-------- Material shown

PR #1402, opened 2025-02-10
feat: move to better call version 1

Bekacru:
This PR moves the entire internal system to Better Call v1 (which is currently in beta).
It brings significantly improved ts editor performance, along with other performance enhancements, bug fixes and cleanups.


ping-maxwell:
🔥

PR #1424, opened 2025-02-12
feat: add access control to admin plugin

jslno:
Hey,
The commited changes adds role based access control to the admin plugin, just like in the organizations plugin.

## Tests

image

<details>
<summary>
<h2>Docs</h2>
</summary>

</details>


packages/better-auth/src/plugins/admin/has-permission.ts
jslno, line 1: Could be moved to plugins/access with an accessControl instead of options parameter

packages/better-auth/src/plugins/admin/has-permission.ts
```diff
@@ -0,0 +1,21 @@
...
+	permission: {
+		[key: string]: string[];
+	};
+}) => {
+	const roles = input.role.split(",");
+	const acRoles = input.options.roles || defaultRoles;
+	for (const role of roles) {
+		const _role = acRoles[role as keyof typeof acRoles];
+		const result = _role?.authorize(input.permission);
+		if (result?.success) {
```
jslno, line 16: maybe add double negation?

Bekacru:
Thanks! This is really good. We've been working on an access control plugin for v1.2. It still needs some more consideration, so we're going to go with this.

jslno:
Tried to merge, but it resolved in more conflicts. I'll try again tomorrow.

PR #1445, opened 2025-02-14
Activate OTP Verification without Insecure skipVerificationOnEnable Option

GregorWedlich:
This PR updates the OTP verification flow so that OTP-based two-factor authentication works similarly to TOTP verification. Previously, the OTP endpoint checked whether twoFactorEnabled was already active. Since OTP is used for activation, that check could not succeed unless the insecure option skipVerificationOnEnable: true was used, which bypasses the verification process and lowers the overall security level.

With these changes, upon correct OTP submission, the user’s twoFactorEnabled status is updated to true, and the session is refreshed accordingly.


Rakhsan:
yes this was the pr I was looking for. I ma wait till this is merged cuz shit is broken as hell right now. I tried 2FA OTP and it just failed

----------------

=== Problem requirements ===
What you output must match the lines from the beginning of the material through the line with "It brings significantly" exactly, both ends included.

=== Output ===
PR #1402, opened 2025-02-10
feat: move to better call version 1

Bekacru:
This PR moves the entire internal system to Better Call v1 (which is currently in beta).
It brings significantly improved ts editor performance, along with other performance enhancements, bug fixes and cleanups.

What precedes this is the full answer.